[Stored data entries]
PR #1776, opened 2021-06-09
[Dynamic Buffer Calc] Avoid creating lossy PG for admin down ports during initialization

stephenxs:
**What I did**
- Avoid creating lossy PGs for admin down ports during system initialization
- Make ADMIN_DOWN the default state of a port in dynamic buffer manager.
- Explicitly remove configured PGs from an admin down port during initialization
  This is to make sure the items will be added to m_ready_list.
- Use APPL_DB as the source of initial PGs and queues for port ready deducting for warm reboot

**Why I did it**
Lossy PGs for admin down ports should not be applied to `APPL_DB`.
Originally, we had the logic to remove lossy/lossless PGs when shutting a port. The same logic should be applied when the system is starting. Allocating lossy PG for an admin down port doesn't affect the system negatively except for wasting buffer. So we would like to resolve it.

**How I verified it**
Manually test

**Details if related**
1. A port is admin down if `admin_status` in `CONFIG_DB|PORT|<port>` is `down` or doesn't exist. In case it doesn't exist, `buffermgrd` doesn't have a chance to read and initialize admin status in its internal data structure. To simplify the flow, we make `PORT_ADMIN_DOWN` the default state of the port.
2. There is a logic in orchagent to make sure all configured PGs have been handled before the port initialization can proceed. The idea is to add check whether all configured PGs have been applied to SAI. As no PG will be applied to SAI on admin down ports, removing the PGs will notify the orchagent that the PGs have been handled.

### DIFF
--- a/cfgmgr/buffermgrdyn.h
+++ b/cfgmgr/buffermgrdyn.h
@@ -79,12 +79,12 @@ typedef struct {
 } buffer_pg_t;
 
 typedef enum {
+    // Port is admin down. All PGs programmed to APPL_DB should be removed from the port
+    PORT_ADMIN_DOWN,
     // Port is under initializing, which means its info hasn't been comprehensive for calculating headroom
     PORT_INITIALIZING,
     // All necessary information for calculating headroom is ready
-    PORT_READY,
-    // Port is admin down. All PGs programmed to APPL_DB should be removed from the port
-    PORT_ADMIN_DOWN
+    PORT_READY
 } port_state_t;
 
 typedef struct {
--- a/orchagent/bufferorch.cpp
+++ b/orchagent/bufferorch.cpp
@@ -2,6 +2,7 @@
 #include "bufferorch.h"
 #include "logger.h"
 #include "sai_serialize.h"
+#include "warm_restart.h"
 
 #include <inttypes.h>
 #include <sstream>
@@ -45,7 +46,7 @@ BufferOrch::BufferOrch(DBConnector *applDb, DBConnector *confDb, DBConnector *st
 {
     SWSS_LOG_ENTER();
     initTableHandlers();
-    initBufferReadyLists(confDb);
+    initBufferReadyLists(confDb, applDb);
     initFlexCounterGroupTable();
     initBufferConstants();
 };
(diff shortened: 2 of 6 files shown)


dprital:
This fix is required also for 202012. Need to add the tag for it,. Thanks.

stephenxs:
> This fix is required also for 202012. Need to add the tag for it,. Thanks.

Done

liat-grozovik:
@neethajohn please help to review

orchagent/portsorch.cpp
```diff
@@ -2732,9 +2732,11 @@ void PortsOrch::doPortTask(Consumer &consumer)
                 continue;
             }
 
-            if (!gBufferOrch->isPortReady(alias))
+            if (!gBufferOrch->isPortReady(alias) && (admin_status == "up"))
```
neethajohn, line 2735: as discussed, why is this check needed?  BUFFER_PG and BUFFER_QUEUE tables only include active ports and isPortReady() will return true for admin down ports

stephenxs: I understood the confusion.
In `isPortReady`, a port can be ready if one of the following conditions is satisfied:
- it's not in the list `m_port_ready_list_ref`, meaning there is not any `BUFFER_PG` item configured on the port. The `m_port_ready_list_ref` contains all the keys configured in `BUFFER_PG`
- it's in `m_ready_list`, meaning there are some configurations in the above table and all items in `BUFFER_PG` have been deployed to SAI.

Now that no buffer PG will be deployed to SAI if the port is admin down, which means it won't be `ready` until the port is admin up, we need to handle the case by testing whether the admin_status is `up`.
During the discussion, the `m_ready_list` wasn't found in the code somehow.

neethajohn: I have some concerns regarding the lossless profiles. Currently they get applied to even admin down ports. With this check, we end up removing that port from pendingPortSet even if the profile hasn't been pushed down to SAI

stephenxs: Fixed.

stephenxs:
Vs test failed due to environmental issue: “installing dependence “

neethajohn (dismissed):

liat-grozovik:
@neethajohn should we wait for additional reviewer or can merge?

neethajohn:
@stephenxs , can you please update the PR description?  We do not have the 'isPortReady' change now

stephenxs:
> @stephenxs , can you please update the PR description? We do not have the 'isPortReady' change now

Thanks for reminding. Done.

stephenxs:
Please don't merge for now. The latest commit introduces a further issue during warm-reboot. I'm checking and turned it to draft for now.

orchagent/bufferorch.cpp
```diff
@@ -61,31 +62,61 @@ void BufferOrch::initTableHandlers()
     m_bufferHandlerMap.insert(buffer_handler_pair(APP_BUFFER_PORT_EGRESS_PROFILE_LIST_NAME, &BufferOrch::processEgressBufferProfileList));
 }
 
-void BufferOrch::initBufferReadyLists(DBConnector *db)
+void BufferOrch::initBufferReadyLists(DBConnector *applDb, DBConnector *confDb)
 {
-    // The motivation of m_ready_list is to get the preconfigured buffer pg and buffer queue items
-    // from the database when system starts.
-    // When a buffer pg or queue item is updated, if the item isn't in the m_ready_list
+    // Map m_ready_list and m_port_ready_list_ref are designed to track whether the ports are "ready" from buffer's POV
```
liat-grozovik, line 67: can you change it to a block of comment using /* instead of multiple lines of //?

cfgmgr/buffermgrdyn.h
```diff
@@ -79,12 +79,12 @@ typedef struct {
 } buffer_pg_t;
 
 typedef enum {
+    // Port is admin down. All PGs programmed to APPL_DB should be removed from the port
```
liat-grozovik, line 82: Why do you need to change order of the enum? does the enum number has meaning?

liat-grozovik (commented):
@stephenxs can you please confirm warmboot sonic-mgmt test is passing with this change as well?

cfgmgr/buffermgrdyn.h
stephenxs: The first enum value (0) is the default value after initialization.
Originally, the default state was `PORT_INITIALIZING`.
As sometimes the `admin_status` doesn't exist in `CONFIG_DB` if the port is admin down, we need to change the default state to `PORT_ADMIN` and change a port's state to another state after it is admin state is learned.

orchagent/bufferorch.cpp
stephenxs: Fixed

stephenxs:
> @stephenxs can you please confirm warmboot sonic-mgmt test is passing with this change as well?

Passed on Spectrum and Spectrum 3 platforms. I didn't test it on Spectrum 2 platform as there isn't an available test bed.
This is not platform independent so I think it's safe for warm reboot.

stephenxs:
The vs test failures have been fixed by PR Azure/sonic-swss#1807

liat-grozovik (approved):

neethajohn (approved):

What the exercise asks: Report, as a bare number, how many lines above contain the string "grozovik".

Answer to this task: 6